Las palomas del techo aletearon inquietas: un nuevo estallido se abatía desde la bóveda celeste, sacudiendo los cimientos de la antigua posada.

El narrador hizo un alto, levantó la inconfundible silueta de un sombrero de ala ancha, y, no sin cierta ceremonia, se lo caló en la cabeza.

—¡Debemos ser precavidos, caballeros! —murmuró, con sorna—. ¡Nunca se sabe cuándo habrá que emprender la retirada, como si una hueste de demonios primigenios nos pisara los talones! —De improviso, se dirigió al empapado avechucho que se mantenía impertérrito en el ovillo silencioso de su autoexilio—. ¡Oiga! ¿Qué le pasa? ¿Acaso no le gusta mi relato?

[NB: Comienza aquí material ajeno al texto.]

PR #1216, opened 2022-10-04
Refactor mount_cache for better readability

behrmann:


DaanDeMeyer:
Can't set label but good to merge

El ave de mal agüero espió bajo el ala de su sombrero… Temblaba como una hoja arrojada a la tormenta. Negó con la cabeza.

El viejo Timms le dio un codazo cómplice a Verns. Maggons, por su parte, acotó:

—¡Pues a mí tampoco me gusta su relato! ¿Cómo es eso de que la propia sombra del tipo lo condujo hasta un Mausoleo? ¿Se ha vuelto loco? ¡Bah! ¡Váyanse todos al cuerno!

Timms no pudo contener la risotada, y Ruth renovó la ronda de vasos rebalsados de espuma.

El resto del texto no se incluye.